(WORK ITEM) Which of the lines below holds the string "debugging"? Copy every line that does.

(Records contained in a dataset)

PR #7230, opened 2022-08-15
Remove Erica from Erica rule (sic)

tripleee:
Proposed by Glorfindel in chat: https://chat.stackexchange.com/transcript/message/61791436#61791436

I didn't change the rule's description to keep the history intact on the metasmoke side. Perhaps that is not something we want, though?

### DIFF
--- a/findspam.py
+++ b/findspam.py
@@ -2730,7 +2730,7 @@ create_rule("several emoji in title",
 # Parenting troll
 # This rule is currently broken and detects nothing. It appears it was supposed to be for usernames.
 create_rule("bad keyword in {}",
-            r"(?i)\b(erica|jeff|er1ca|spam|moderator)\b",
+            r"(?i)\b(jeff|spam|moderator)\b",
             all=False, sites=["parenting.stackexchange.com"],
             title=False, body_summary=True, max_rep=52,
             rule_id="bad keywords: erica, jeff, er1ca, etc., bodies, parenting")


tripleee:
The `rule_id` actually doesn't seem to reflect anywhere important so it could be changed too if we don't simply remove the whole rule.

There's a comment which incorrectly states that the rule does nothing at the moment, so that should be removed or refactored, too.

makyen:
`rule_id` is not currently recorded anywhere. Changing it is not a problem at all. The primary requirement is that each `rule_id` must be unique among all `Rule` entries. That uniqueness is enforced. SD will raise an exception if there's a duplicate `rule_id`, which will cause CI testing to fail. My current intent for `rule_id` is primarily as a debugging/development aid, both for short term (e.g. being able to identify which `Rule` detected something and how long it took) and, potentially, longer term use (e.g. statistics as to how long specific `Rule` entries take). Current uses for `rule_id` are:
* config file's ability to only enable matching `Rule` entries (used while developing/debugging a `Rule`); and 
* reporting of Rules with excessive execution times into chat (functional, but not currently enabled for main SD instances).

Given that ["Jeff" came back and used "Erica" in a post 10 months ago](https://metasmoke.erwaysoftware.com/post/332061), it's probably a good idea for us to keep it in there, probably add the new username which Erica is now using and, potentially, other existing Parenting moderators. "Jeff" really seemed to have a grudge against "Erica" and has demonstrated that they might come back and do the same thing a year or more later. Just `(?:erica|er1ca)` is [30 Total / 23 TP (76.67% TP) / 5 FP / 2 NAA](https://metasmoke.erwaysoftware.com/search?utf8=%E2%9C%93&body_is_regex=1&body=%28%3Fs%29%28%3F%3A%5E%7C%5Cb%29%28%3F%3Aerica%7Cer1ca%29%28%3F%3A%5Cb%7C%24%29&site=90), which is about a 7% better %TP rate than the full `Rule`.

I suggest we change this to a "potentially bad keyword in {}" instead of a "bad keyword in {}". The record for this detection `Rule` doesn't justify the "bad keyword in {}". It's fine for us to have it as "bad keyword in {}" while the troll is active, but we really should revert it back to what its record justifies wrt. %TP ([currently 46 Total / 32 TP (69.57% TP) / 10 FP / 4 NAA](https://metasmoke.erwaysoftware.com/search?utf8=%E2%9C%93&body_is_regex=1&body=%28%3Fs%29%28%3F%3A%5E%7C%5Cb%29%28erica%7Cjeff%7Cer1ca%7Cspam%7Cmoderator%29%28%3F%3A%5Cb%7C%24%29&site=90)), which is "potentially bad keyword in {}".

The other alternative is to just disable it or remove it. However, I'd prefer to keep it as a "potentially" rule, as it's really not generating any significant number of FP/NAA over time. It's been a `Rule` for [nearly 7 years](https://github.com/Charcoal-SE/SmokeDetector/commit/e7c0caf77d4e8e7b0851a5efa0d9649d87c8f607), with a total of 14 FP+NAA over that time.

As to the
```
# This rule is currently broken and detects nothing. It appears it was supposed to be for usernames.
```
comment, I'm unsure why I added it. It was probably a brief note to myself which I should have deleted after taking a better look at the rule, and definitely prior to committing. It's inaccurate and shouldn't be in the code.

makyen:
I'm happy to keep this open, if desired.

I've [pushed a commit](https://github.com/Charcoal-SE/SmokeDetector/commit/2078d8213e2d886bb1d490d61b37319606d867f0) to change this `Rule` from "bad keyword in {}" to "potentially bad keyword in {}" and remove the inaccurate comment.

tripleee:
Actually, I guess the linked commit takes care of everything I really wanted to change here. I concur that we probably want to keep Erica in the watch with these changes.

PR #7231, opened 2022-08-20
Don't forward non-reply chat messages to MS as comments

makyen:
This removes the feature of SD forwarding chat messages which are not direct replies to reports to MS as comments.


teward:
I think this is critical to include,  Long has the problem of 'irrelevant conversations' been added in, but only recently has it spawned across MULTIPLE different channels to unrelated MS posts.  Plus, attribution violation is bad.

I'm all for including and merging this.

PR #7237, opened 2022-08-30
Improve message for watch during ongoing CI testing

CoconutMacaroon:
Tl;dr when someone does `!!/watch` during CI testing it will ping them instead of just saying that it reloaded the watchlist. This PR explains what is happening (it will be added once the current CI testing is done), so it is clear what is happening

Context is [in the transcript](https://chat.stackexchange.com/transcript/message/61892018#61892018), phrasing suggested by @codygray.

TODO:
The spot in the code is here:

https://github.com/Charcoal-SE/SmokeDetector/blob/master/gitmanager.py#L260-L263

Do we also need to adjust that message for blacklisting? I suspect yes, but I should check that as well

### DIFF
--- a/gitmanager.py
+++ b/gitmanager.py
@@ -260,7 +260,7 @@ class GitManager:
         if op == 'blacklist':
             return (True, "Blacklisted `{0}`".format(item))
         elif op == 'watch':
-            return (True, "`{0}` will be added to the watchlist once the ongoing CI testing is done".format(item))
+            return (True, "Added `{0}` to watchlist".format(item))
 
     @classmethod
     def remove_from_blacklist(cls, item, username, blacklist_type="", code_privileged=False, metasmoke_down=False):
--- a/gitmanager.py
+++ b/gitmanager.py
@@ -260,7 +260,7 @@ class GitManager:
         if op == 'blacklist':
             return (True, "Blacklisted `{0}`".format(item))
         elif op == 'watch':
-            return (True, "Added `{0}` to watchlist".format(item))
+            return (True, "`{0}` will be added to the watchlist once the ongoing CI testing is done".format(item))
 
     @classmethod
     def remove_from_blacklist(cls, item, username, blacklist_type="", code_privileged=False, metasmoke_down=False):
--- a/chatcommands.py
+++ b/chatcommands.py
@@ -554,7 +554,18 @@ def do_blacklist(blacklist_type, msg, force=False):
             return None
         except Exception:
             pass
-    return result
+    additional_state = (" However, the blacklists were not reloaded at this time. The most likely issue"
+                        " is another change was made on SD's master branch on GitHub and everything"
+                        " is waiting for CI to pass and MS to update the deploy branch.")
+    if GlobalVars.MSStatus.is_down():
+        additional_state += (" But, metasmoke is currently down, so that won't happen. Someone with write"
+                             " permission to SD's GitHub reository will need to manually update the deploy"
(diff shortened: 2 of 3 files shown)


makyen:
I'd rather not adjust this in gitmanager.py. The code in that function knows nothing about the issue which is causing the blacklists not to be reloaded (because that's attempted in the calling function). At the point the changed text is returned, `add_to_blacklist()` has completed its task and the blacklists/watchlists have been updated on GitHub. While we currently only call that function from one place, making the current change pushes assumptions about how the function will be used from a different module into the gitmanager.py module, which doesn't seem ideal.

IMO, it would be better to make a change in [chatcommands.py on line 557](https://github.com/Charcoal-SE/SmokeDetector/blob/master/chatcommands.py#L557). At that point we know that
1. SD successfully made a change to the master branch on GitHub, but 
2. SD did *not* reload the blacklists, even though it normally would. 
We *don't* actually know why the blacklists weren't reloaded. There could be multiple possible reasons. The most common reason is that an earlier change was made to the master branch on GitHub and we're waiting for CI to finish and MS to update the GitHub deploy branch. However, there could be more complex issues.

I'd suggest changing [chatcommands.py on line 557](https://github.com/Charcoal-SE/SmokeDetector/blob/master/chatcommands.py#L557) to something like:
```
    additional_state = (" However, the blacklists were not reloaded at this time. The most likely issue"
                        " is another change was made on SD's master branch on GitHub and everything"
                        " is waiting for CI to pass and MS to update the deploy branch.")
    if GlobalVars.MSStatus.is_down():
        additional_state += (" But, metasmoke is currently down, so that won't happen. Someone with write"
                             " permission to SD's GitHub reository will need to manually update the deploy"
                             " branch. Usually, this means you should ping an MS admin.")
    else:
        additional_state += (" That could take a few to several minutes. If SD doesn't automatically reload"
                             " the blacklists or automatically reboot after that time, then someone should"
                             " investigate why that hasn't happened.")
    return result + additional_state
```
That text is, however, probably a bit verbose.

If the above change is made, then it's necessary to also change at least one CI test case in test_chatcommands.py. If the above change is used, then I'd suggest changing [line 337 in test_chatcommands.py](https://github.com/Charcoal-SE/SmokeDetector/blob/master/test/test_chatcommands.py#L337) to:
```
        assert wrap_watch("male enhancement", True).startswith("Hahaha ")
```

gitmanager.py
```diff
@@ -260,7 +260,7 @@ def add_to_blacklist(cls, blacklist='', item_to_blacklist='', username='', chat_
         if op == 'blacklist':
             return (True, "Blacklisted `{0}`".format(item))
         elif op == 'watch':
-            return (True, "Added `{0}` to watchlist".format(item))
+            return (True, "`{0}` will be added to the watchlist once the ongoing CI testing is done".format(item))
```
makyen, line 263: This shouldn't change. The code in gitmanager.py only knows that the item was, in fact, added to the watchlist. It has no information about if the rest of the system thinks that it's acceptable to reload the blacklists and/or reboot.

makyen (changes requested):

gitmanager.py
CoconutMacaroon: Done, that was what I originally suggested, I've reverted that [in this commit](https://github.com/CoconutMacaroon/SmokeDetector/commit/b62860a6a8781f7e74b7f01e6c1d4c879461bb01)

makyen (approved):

(RESPONSE)
`rule_id` is not currently recorded anywhere. Changing it is not a problem at all. The primary requirement is that each `rule_id` must be unique among all `Rule` entries. That uniqueness is enforced. SD will raise an exception if there's a duplicate `rule_id`, which will cause CI testing to fail. My current intent for `rule_id` is primarily as a debugging/development aid, both for short term (e.g. being able to identify which `Rule` detected something and how long it took) and, potentially, longer term use (e.g. statistics as to how long specific `Rule` entries take). Current uses for `rule_id` are:
* config file's ability to only enable matching `Rule` entries (used while developing/debugging a `Rule`); and 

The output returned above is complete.